PR #91, opened 2026-07-27
AF-220 Event Delivery

kalibetre:
Introduce an internal domain event system built on a PostgreSQL transactional outbox and Dramatiq-based asynchronous delivery. Domain events are now staged within the same database transaction as the business write that produced them, persisted as immutable outbox messages, and fan-out into per-handler delivery records that progress through a durable lifecycle (pending → enqueued → processing → succeeded / dead-lettered). A reconciliation process and Kubernetes-deployed worker provide at-least-once delivery with bounded retries.

This establishes the foundation for internal event-driven projections (security audit, lifecycle notifications) without coupling producers to consumers or depending on a broker for durability.

## Transactional Outbox and Domain Event Contract

A new `events` domain introduces a typed, tenant-aware `DomainEventEnvelope` carrying actor identity, subject identity, correlation ID, and a bounded, secret-safe payload. A `DomainEventRegistry` validates every event against a registered definition: payload schema, sensitive-key scrubbing, organization-scoping checks, and a 16 KB size limit. Events are staged into the immutable `event_outbox_message` table via `OutboxMessageRepository.stage()`, which must be called inside the caller's open SQLAlchemy session so the outbox row commits atomically with the business change. A database trigger prevents updates to outbox rows, enforcing immutability.

For each staged event, the registry's declared handler names determine how many `event_delivery` rows are created — one per intended handler. Deliveries are the mutable, retryable unit of work; the outbox message itself never changes.

## Event Delivery Pipeline

Delivery processing follows a claim-based lifecycle:

- **Immediate dispatch**: `EventDeliveryDispatcher.enqueue_immediate()` publishes newly created delivery IDs to the Dramatiq Redis broker and marks them enqueued, called by services after transaction commit.
- **Worker processing**: `EventDeliveryProcessor` claims an enqueued delivery (or reclaims a stale processing one), validates the handler exists and supports the event, executes the handler, and records the outcome — succeeded, retryable failure (re-raises for Dramatiq retry), or terminal dead-letter.
- **Reconciliation**: `EventDeliveryReconciler` is a cronjob-runnable process that atomically claims stale pending, stale enqueued, and stale processing deliveries via `SELECT ... FOR UPDATE SKIP LOCKED`, then republishes them. Claiming and marking enqueued happen in the same transaction to eliminate the race between concurrent reconcilers.
- **Retry exhaustion**: A Dramatiq `on_retry_exhausted` callback dead-letters the delivery with `RETRY_EXHAUSTED`.

Structured logging covers handler duration, dead-letter events with reasons, and reconciliation summaries including pending count and oldest pending age.

## Domain Event Emission

Event emission is integrated into existing write paths across two domains:

- **Agents**: `agent.created` on creation, `agent.started` / `agent.stopped` on lifecycle transitions, and `agent.access.granted` / `agent.access.revoked` / `agent.general_access.changed` within the atomic access-settings snapshot replacement. All events share a correlation ID per access-settings operation.
- **Organization users**: `organization.role.changed` on member role change, staged atomically with the membership update under a row lock.

Each emission point resolves the actor identity from the current user context (membership preferred, falling back to user) and returns delivery IDs so the service layer can enqueue immediate dispatch after commit.

## Event Handlers

Two handlers are registered:

- **`SecurityAuditProjection`**: A placeholder sink for RBAC audit events (`organization.role.changed`, `agent.access.*`, `agent.general_access.changed`). It currently no-ops so those deliveries reach `SUCCEEDED` rather than permanently dead-lettering with `UNKNOWN_HANDLER`. The actual audit projection is deferred.
- **`AgentLifecycleEmailHandler`**: Sends lifecycle notification emails to the agent creator and owners on `agent.started` / `agent.stopped`. Per-recipient idempotency is enforced via `agent_lifecycle_email_receipt` keyed by `(delivery_id, recipient_email)`, so a retry after partial failure only re-notifies recipients that failed last time.

## Actor Identity Resolution

A shared `resolve_actor_identity()` helper maps the current user context to a typed `ActorIdentity` (membership or user), used consistently across the agents service, agent access service, and organization users service. This ensures all emitted events carry a durable, typed principal rather than a raw user ID.

## Technical Details

- **Dependencies**: Added `dramatiq[redis]` and `redis` to the API.
- **Configuration**: New `event_delivery_redis_url` setting, wired through Helm values and secrets.
- **Migrations**: Three new migrations — `event_outbox_message` (with immutability trigger), `event_delivery` (with status and dead-letter-reason enums and a check constraint linking dead-letter reason to status), and `agent_lifecycle_email_receipt`.
- **Dependency injection**: `AppModule` now provides `EventHandlerRegistry`, `EventDeliveryTransport`, `EventDeliveryReconciler`, and `EventDeliveryProcessor` as singletons.
- **Deployment**: Helm templates added for an event-delivery worker `Deployment` and a reconciliation `CronJob`.
- **Review fixes**: The final commit addresses atomic reconciliation claiming, event dispatch dedup, handler idempotency for lifecycle emails, `SecurityAuditProjection` registration, and non-atomic `agent.created` staging.

## Breaking Changes

- `AgentRepository.create_with_creator_access` now requires an `actor` keyword argument and returns `AgentLifecycleEventResult` (agent + delivery IDs) instead of `Agent`.
- `AgentRepository` now requires an `OutboxMessageRepository` dependency injected.
- `OrganizationUserRepository` now requires an `OutboxMessageRepository` dependency and exposes `change_role_with_event()` replacing direct role mutation in the service layer.
- `AgentRepository.replace_access_settings` accepts optional `actor` and `correlation_id` parameters and stages RBAC audit events within the same transaction.


api/domains/events/repository.py
```diff
@@ -0,0 +1,293 @@
...
+        eligible_conditions = [status_column == EventDeliveryStatus.ENQUEUED]
+        if processing_stale_before is not None:
+            claimed_at_column = cast(Any, EventDelivery.claimed_at)
+            eligible_conditions.append(
+                sa.and_(
+                    status_column == EventDeliveryStatus.PROCESSING,
+                    claimed_at_column.is_not(None),
+                    claimed_at_column <= processing_stale_before,
+                )
+            )
```
sami-bre, line 149: `claim_delivery` picks up a delivery only if it's ENQUEUED or it's (PROCESSING and stale). but the processor marks failed deliveries PROCESSING (in `mark_delivery_retryable_failure`). As a result, exponential backoff retry won't pick them up till they're stale (15 mins). I think the simple fix is to set failed deliveries status ENQUEUED?

sami-bre (changes requested):
All looks good. Just one thing ... 
Mentioned an issue that potentially turns dramatiq retries into fixed 15 min wait. Pls check it out.

PR #92, opened 2026-07-27
AF-166: allow deleting templates

sami-bre:
## Summary
- Add `DELETE /api/v1/templates/{slug}`, purging every version of a template lineage
- Block deletion while any live agent is pinned to the lineage (409); soft-deleted agents are detached instead of blocking, which required making `Agent.template_slug`/`template_version` nullable
- Pre-defined templates remain undeletable (403)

++++++++

§ TASK DESCRIPTION: Exactly as they stand, set down the lines from the top of the data through the line with "after transaction commit.".

§ RESPONSE TO THIS EXERCISE:
PR #91, opened 2026-07-27
AF-220 Event Delivery

kalibetre:
Introduce an internal domain event system built on a PostgreSQL transactional outbox and Dramatiq-based asynchronous delivery. Domain events are now staged within the same database transaction as the business write that produced them, persisted as immutable outbox messages, and fan-out into per-handler delivery records that progress through a durable lifecycle (pending → enqueued → processing → succeeded / dead-lettered). A reconciliation process and Kubernetes-deployed worker provide at-least-once delivery with bounded retries.

This establishes the foundation for internal event-driven projections (security audit, lifecycle notifications) without coupling producers to consumers or depending on a broker for durability.

## Transactional Outbox and Domain Event Contract

A new `events` domain introduces a typed, tenant-aware `DomainEventEnvelope` carrying actor identity, subject identity, correlation ID, and a bounded, secret-safe payload. A `DomainEventRegistry` validates every event against a registered definition: payload schema, sensitive-key scrubbing, organization-scoping checks, and a 16 KB size limit. Events are staged into the immutable `event_outbox_message` table via `OutboxMessageRepository.stage()`, which must be called inside the caller's open SQLAlchemy session so the outbox row commits atomically with the business change. A database trigger prevents updates to outbox rows, enforcing immutability.

For each staged event, the registry's declared handler names determine how many `event_delivery` rows are created — one per intended handler. Deliveries are the mutable, retryable unit of work; the outbox message itself never changes.

## Event Delivery Pipeline

Delivery processing follows a claim-based lifecycle:

- **Immediate dispatch**: `EventDeliveryDispatcher.enqueue_immediate()` publishes newly created delivery IDs to the Dramatiq Redis broker and marks them enqueued, called by services after transaction commit.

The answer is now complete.